The ACTU has attacked the government over the revived TPP, claiming it would drive up drug prices
ACTU president Ged Kearney says that the Trans Pacific Partnership, which is set to be discussed from Saturday in Vietnam, would see patents extended.
Ms Kearney says this would mean “the Big Pharma monopoly on drug production would jump from five to eight years, costing the Pharmaceutical Benefits Scheme (PBS) hundreds of millions of dollars”.
She cites a La Trobe University study which showed that biologics currently cost the PBS $2.2 billion each year, “and could be cut by $560 million if current protections were scrapped”.
This study examined the potential savings to the PBS and RPBS and found that the expenditure on biologics on both schemes totalled $2.29 billion on 2015-6.

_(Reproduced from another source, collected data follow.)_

PR #1484, opened 2023-06-21
Regime multi select

antroy-madetech:
### Aim

Support Multi-selection in the case filter for regime.

[LTD-3829](https://uktrade.atlassian.net/browse/LTD-3829)

[LTD-3829]: https://uktrade.atlassian.net/browse/LTD-3829?atlOrigin=eyJpIjoiNWRkNTljNzYxNjVmNDY3MDlhMDU5Y2ZhYzA5YTRkZjUiLCJwIjoiZ2l0aHViLWNvbS1KU1cifQ

### DIFF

“If biosimilar versions of these medicines had been listed on the PBS in 2015–16, at least A$367 million dollars would have been saved in PBS and RPBS subsidies,” this study found.
“Modelling based on price decreases following listing of biosimilars on the PBS suggests that annual PBS outlays on biologics could be reduced by as much as 24% through the timely introduction of biosimilars.
“Biologic medicines represent a large proportion of government expenditure on pharmaceuticals. Reducing the length of monopoly protections on these medicines could generate savings of hundreds of millions of dollars per year.”
Ms Kearney singles out Pfizer as making US 22 billion profit “in a single year”.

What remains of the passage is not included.